As Featured on News Cult: Navigating the Politics of Bridal Parties


I have the good fortune of never having had to be in a bridal party (except when I was like 4 and someone’s flower girl and had to wear an unfortunate, garish headband, but that hardly counts). I attribute this to the fact that I make it very clear I am not a person who gives a shit about your wedding, so none of my friends would want me in her bridal party, (and also none of my friends are getting married yet because they’re sane people–no offense if you married too young).

But, I have heard enough nightmarish stories from my family and friends who have had to be in bridal parties, to feel confident that it’s the absolute worst and I am qualified to speak on the matter. As far as I’m concerned, there are four things that bring out a person’s true colors: traveling with them, living with them, having an abortion with them, and being in their bridal party. All of these things will make or break a relationship.

With bridal party politics, there are a few key elements that contribute to the making or breaking of a female friendship.

First, money.

It seems that when people get married, they expect their friends and family to spend money on their wedding. To an extent, I suppose this is reasonable; for example, paying for travel to the wedding location if it’s in most of the guests’ country of origin/habitation. However, a lot of brides (grooms, too, but we’re focusing on the bridezillas here) take it farther than that, and their bridal party bears the brunt of this–they expect you to fly out for their engagement party, then travel to their destination wedding half-way around the world, pay for accommodations and transportation there, buy them a wedding gift, and spend money on your dress, hair, makeup, the bridal shower and the bachelorette party.

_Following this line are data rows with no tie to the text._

PR #6648, opened 2020-09-06
Add version numbers for Console API

vinyldarkscratch:
This PR adds version numbers for various members of the Console API, based upon manual testing (running `'memberName' in console` in various browsers).  Data is as follows:

api.Console.clear - Chrome 25, IE 8, Opera 12, Safari 6.1
api.Console.count - Chrome 1, IE 11, Opera 11, Safari 4
api.Console.countReset - Chrome 68, Opera 55, Safari 13
api.Console.debug - Chrome 1, IE 11, Opera 10, Safari 4
api.Console.dirxml - Chrome 1, Firefox 39, IE 11, Opera 11, Safari 4
api.Console.group - Opera 11
api.Console.groupCollapsed - Opera 11
api.Console.groupEnd - Opera 11
api.Console.info - Chrome 1, Opera 10.5, Safari ≤3
api.Console.profile - Chrome 4 (incorrectly marked 53), Firefox 16, IE 9, Opera 11, Safari 4
api.Console.profileEnd - Chrome 4, Firefox 16, IE 9, Opera 11, Safari 4
api.Console.timeEnd - Opera 11
api.Console.timeStamp - Chrome 14, Firefox 39, Opera Blink, Safari 6
api.Console.warn - Chrome 1, Opera 10.5, Safari ≤3

This also removes a note on `api.Console.info` for Safari that there was "no information icon", which may have been true in older versions but not in the latest Safari.

### DIFF
--- a/api/Console.json
+++ b/api/Console.json
@@ -1381,9 +1381,9 @@
           }
         }
       },
-      "timeStamp": {
+      "timestamp": {
         "__compat": {
-          "mdn_url": "https://developer.mozilla.org/docs/Web/API/Console/timeStamp",
+          "mdn_url": "https://developer.mozilla.org/docs/Web/API/Console/timestamp",
           "support": {
             "chrome": {
               "version_added": "14"
--- a/api/Console.json
+++ b/api/Console.json
@@ -878,8 +878,7 @@
               "version_added": "11"
             },
             "safari": {
-              "version_added": true,
-              "notes": "No information icon"
+              "version_added": true
             },
             "safari_ios": {
               "version_added": "1"
--- a/api/Console.json
+++ b/api/Console.json
@@ -114,10 +114,10 @@
           "mdn_url": "https://developer.mozilla.org/docs/Web/API/Console/clear",
           "support": {
             "chrome": {
-              "version_added": true
+              "version_added": "25"
             },
             "chrome_android": {
-              "version_added": true
+              "version_added": "25"
             },
             "edge": {
               "version_added": "12"
@@ -129,25 +129,28 @@
               "version_added": "48"
             },
             "ie": {
-              "version_added": true
+              "version_added": "8"
             },
             "nodejs": {
               "version_added": "8.3.0"
             },
             "opera": {
-              "version_added": true
+              "version_added": "12"
+            },
+            "opera_android": {
+              "version_added": "12"
             },
             "safari": {
-              "version_added": true
+              "version_added": "6.1"
             },
             "safari_ios": {
-              "version_added": null
+              "version_added": "7"
             },
             "samsunginternet_android": {
-              "version_added": true
+              "version_added": "1.5"
             },
             "webview_android": {
-              "version_added": true
+              "version_added": "≤37"
             }
           },
           "status": {
@@ -162,10 +165,10 @@
           "mdn_url": "https://developer.mozilla.org/docs/Web/API/Console/count",
           "support": {
             "chrome": {
-              "version_added": true
+              "version_added": "1"
             },
             "chrome_android": {
-              "version_added": true
+              "version_added": "18"
             },
             "edge": {
               "version_added": "12"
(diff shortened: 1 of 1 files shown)


api/Console.json
```diff
@@ -231,19 +237,19 @@
               "version_added": "8.3.0"
             },
             "opera": {
-              "version_added": true
+              "version_added": "55"
```
foolip, line 240: Can you add opera_android here as well, as you've done above? (I'll comment just "opera_android" for this in the following.)

api/Console.json
```diff
@@ -231,19 +237,19 @@
...
             },
             "safari": {
-              "version_added": null
+              "version_added": "13"
```
foolip, line 243: This change is also part of https://github.com/mdn/browser-compat-data/pull/6526 which increases my confidence that it's right.

api/Console.json
```diff
@@ -851,20 +872,23 @@
...
             },
             "opera": {
-              "version_added": true
+              "version_added": "10.5"
+            },
+            "opera_android": {
+              "version_added": "11"
             },
             "safari": {
               "version_added": true,
```
foolip, line 881:
```suggestion
              "version_added": "3",
```

This is api.Console.info which you had tested as Safari ≤3. Given that `console.log` is marked as supported from Safari 3, I suggest doing the same here. It's not likely this was introduced before `console.log`, and if they both were introduced earlier, there's very little harm in being wrong between Safari 1 and 3.

api/Console.json
```diff
@@ -1046,22 +1070,22 @@
...
             "edge": {
               "version_added": "12"
             },
             "firefox": {
-              "version_added": true
+              "version_added": "16"
             },
             "firefox_android": {
-              "version_added": "10"
+              "version_added": "16"
```
foolip, line 1085: Since this is increasing the version from 10 to 16, would you mind checking where the original data came from, to see if there might just be something surprising going on here? The same request goes for a few following changes to firefox_android data.

api/Console.json
```diff
@@ -1480,19 +1516,22 @@
...
             },
             "opera": {
-              "version_added": true
+              "version_added": "10.5"
+            },
+            "opera_android": {
+              "version_added": "11"
             },
             "safari": {
               "version_added": true
```
foolip, line 1525:
```suggestion
              "version_added": "3"
```

Same reasoning as for console.info.

api/Console.json
```diff
@@ -1353,19 +1386,19 @@
...
             "chrome_android": {
-              "version_added": true
+              "version_added": "18"
             },
             "edge": {
               "version_added": "12"
             },
             "firefox": {
-              "version_added": true
+              "version_added": "39"
```
foolip, line 1398: I've confirmed with software.hixie.ch/utilities/js/live-dom-viewer/saved/8415 that `console.timeStamp` was introduced in Firefox 39. However, there's a capitalization mismatch here. Can you file an issue to follow up on this?

api/Console.json
```diff
@@ -210,10 +216,10 @@
           "mdn_url": "https://developer.mozilla.org/docs/Web/API/Console/countReset",
           "support": {
             "chrome": {
-              "version_added": true
+              "version_added": "68"
```
foolip, line 219: I've confirmed this with http://software.hixie.ch/utilities/js/live-dom-viewer/?saved=8416 and BrowserStack.

foolip (commented):
Great update, thank you!

I spot checked two cases which both checked out, the rest I'll trust your testing on. A few comments on a few things I think would still make sense to fix in this PR.

api/Console.json
foolip: Ah, you'd already sent https://github.com/mdn/browser-compat-data/pull/6650. Great!

api/Console.json
vinyldarkscratch: Good catch!  I should've noticed when the `console` API was implemented, haha -- certainly saves the trouble of testing in Safari 1-2!

api/Console.json
vinyldarkscratch: The original data came from the initial MDN wiki migration, so I'm betting that the data was incorrect.

foolip (approved):
LGTM!

PR #7625, opened 2020-12-10
Note an issue with text-decoration-thickness in Chrome, Edge

36degrees:
Following on from https://github.com/mdn/browser-compat-data/pull/7618#issuecomment-741643427.

The `text-decoration-thickness` property does not work unless either `text-underline-offset` is set to something other than `auto` or `text-decoration-color` is set to something other than `currentColor`.

See https://crbug.com/1154537.

Still seeing this in Chrome 88 / Edge 88 betas, but Chrome Canary 89 does not have this issue. However, I’m not sure exactly how the Chrome / Edge release process works and so am not sure if this fix might end up in Chrome 88 as well, so not able to provide a bounded version range until Chrome 88 is stable.

- [x] Summarize your changes

### DIFF
--- a/css/properties/text-decoration-thickness.json
+++ b/css/properties/text-decoration-thickness.json
@@ -6,13 +6,16 @@
           "mdn_url": "https://developer.mozilla.org/docs/Web/CSS/text-decoration-thickness",
           "support": {
             "chrome": {
-              "version_added": "87"
+              "version_added": "87",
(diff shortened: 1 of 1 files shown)


ddbeck (changes requested):
Thanks for opening this follow up, @36degrees! One suggestion here: webview_android is also based on Chromium. Can we apply the note to that engine too?

36degrees:
@ddbeck – certainly, good catch. I've updated the commit to add the same note to webview_android.

ddbeck (approved):
Thank you! 🎉

PR #7627, opened 2020-12-10
Correct data errors in certain CSS interfaces.

jpmedley:
The corrects a few errors with some CSS interfaces.

None of them have `@@iterator` which must be [present in the the IDL](https://heycam.github.io/webidl/#es-iterator). They are in neither [the spec](https://drafts.css-houdini.org/css-typed-om/), nor Chrome's implemention of it:

* [CSSNumericArray](https://source.chromium.org/chromium/chromium/src/+/master:third_party/blink/renderer/core/css/cssom/css_numeric_array.idl)
* [CSSTransformValue](https://source.chromium.org/chromium/chromium/src/+/master:third_party/blink/renderer/core/css/cssom/css_transform_value.idl)
* [CSSUnparsedValue](https://source.chromium.org/chromium/chromium/src/+/master:third_party/blink/renderer/core/css/cssom/css_unparsed_value.idl)

The setters and getters listed in the IDL were misinterpreted as functions. For example, instead of there being a method named `CSSNumericArray.CSSNumbericValue` there is actually the ability to treat an instance of the interface as an array. In other words, `CSSNumbericArray[n]` would be a valid programming reference.

### DIFF
--- a/api/CSSNumericArray.json
+++ b/api/CSSNumericArray.json
@@ -47,54 +47,6 @@
           "deprecated": false
         }
       },
-      "CSSNumericValue": {
-        "__compat": {
-          "mdn_url": "https://developer.mozilla.org/docs/Web/API/CSSNumericArray/CSSNumericValue",
-          "support": {
-            "chrome": {
-              "version_added": "66"
-            },
-            "chrome_android": {
-              "version_added": "66"
-            },
-            "edge": {
-              "version_added": "79"
-            },
-            "firefox": {
-              "version_added": false
-            },
-            "firefox_android": {
-              "version_added": false
-            },
-            "ie": {
-              "version_added": false
-            },
-            "opera": {
-              "version_added": "53"
-            },
-            "opera_android": {
-              "version_added": "47"
-            },
-            "safari": {
-              "version_added": false
-            },
-            "safari_ios": {
-              "version_added": false
-            },
-            "samsunginternet_android": {
-              "version_added": "9.0"
-            },
-            "webview_android": {
-              "version_added": "66"
-            }
-          },
-          "status": {
-            "experimental": true,
-            "standard_track": true,
-            "deprecated": false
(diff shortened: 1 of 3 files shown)


jpmedley:
cc: @rachelandrew

ddbeck:
> None of them have `@@iterator` which must be [present in the the IDL](https://heycam.github.io/webidl/#es-iterator).

Do [iterable declarations](https://heycam.github.io/webidl/#idl-iterable) not imply the `@@iterator` symbol? It looks like all three have the declaration.

This possibly relates to #6367.

foolip:
> Do [iterable declarations](https://heycam.github.io/webidl/#idl-iterable) not imply the `@@iterator` symbol? It looks like all three have the declaration.

These three interfaces all have `iterable<T>` declarations in https://drafts.css-houdini.org/css-typed-om/, and https://heycam.github.io/webidl/#es-iterable is what says that results in a `@@iterator` property being added. (A bunch of other things are also implied, and it's worth knowing that which are different for `iterable<T>` and `iterable<K, V>`.)

ddbeck:
Hi @jpmedley, do you plan to come back to this PR?

jpmedley:
I shouldn't have removed `@@iterable`. The reason I thought it should be removed is because I'm still confused about. It doesn't look to me like you ever write this in a script. What you actually write is `instanceVariable[Symbol.ite.rator]()`.

ddbeck:
@jpmedley If you want to change the way BCD names the iterator symbol, then I think we need to take that up under a separate issue. The `@@` notation for well-known symbols seems conventional within BCD and on MDN (see [`Array`'s `@@iterator`](https://developer.mozilla.org/en-US/docs/Web/JavaScript/Reference/Global_Objects/Array/@@iterator) for an example); if we're going to change one, we ought to be consistent about it.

I think the solution to this problem is the good old golden rule: treat others how you want to be treated. If you’re a bride, take your perfectly pedicured feet out of your tacky faux satin heels for one minute, and put them in your friends’ shoes that they got at Payless and have had for 5 years because they can’t afford a new pair: would you want to spend hundreds, maybe thousands, of dollars on their weddings? Especially if you’re a twenty-something just trying to survive in the world? Probably not. So don’t be a hypocrite. And if you must make monetary demands on your bridal party, try to make them minimal and/or optional, and make it clear you don’t expect your bridesmaids to pay for your bridal/bachelorette activities in addition to their own. Only suggest pricier options if you’re prepared to pay for them (which we all know you aren’t).

Second, and similar, is attention.

Much like brides expect their maids to spend too much money on them, they also expect them to spend too much attention on them. It’s really not that hard to get married–like, performing heart surgery is hard. So is surviving in a third world country. And being a Mexican immigrant in Arizona. There are plenty of things far worthier of celebration, recognition, and attention than getting married, so, in short, get over yourself.

Don’t ask your friends to spend hours doing gag-worthy, masturbatory exercises with you, like going through wedding magazines, seating charts, gift registries, color palettes, invite lists, and the setup of your nobody-cares ‘wedding website.’ Don’t expect them to use all of their vacation days on a bachelorette getaway in a remote, secluded cabin, because that sounds like their worst nightmare and may end in a murder-suicide.

Just don’t expect your bridesmaids to be as excited about your wedding as you are–you shouldn’t even be as excited as you are, and they have better things to do, like giving no fucks (… but you can still ask them to do cake tastings–where there’s a will, there’s a way to accommodate cake).

Third, the bridesmaids’ outfits.

It’s no secret that many brides choose fugly dresses for their bridesmaids to make themselves look better. That’s just a dick thing to do. These poor girls are already putting on a song and dance to feed the bride’s ego, and then they have to parade around in olive green, polyester prom dresses that accentuate their large thighs and love handles, too?

Maybe think about letting your bridesmaids choose their own dresses, as long as they’re a certain color you like, or at least give them a few options of different cuts. Similarly, don’t force your bridesmaids to use your makeup and hair stylist. That usually involves far too much artifice, plus, a lot of girls prefer to do their own makeup/hair or even go au naturel (sacrilege, I know). Theoretically, you chose your bridesmaids because they’re your friends, and they’re your friends because you love them for who they are, right? So, let them be themselves at your wedding, which should be an authentic celebration of love in your life, rather than a manufactured, cookie cutter, Disney-worthy scrapbook cliché.

Basically, if you’re a bride, just don’t be an asshole (words to live by). Otherwise, the minute your wedding ends, your ‘best friends’/bridesmaids will disappear in a cloud of feathers from the boas and other props you chose for your photo booth (that were undoubtedly slobbered on by hundreds of germy children at who knows how many Bar Mitzvahs before your wedding) and become your ‘former best friends’ (or ‘current frenemies,’ if you’re lucky).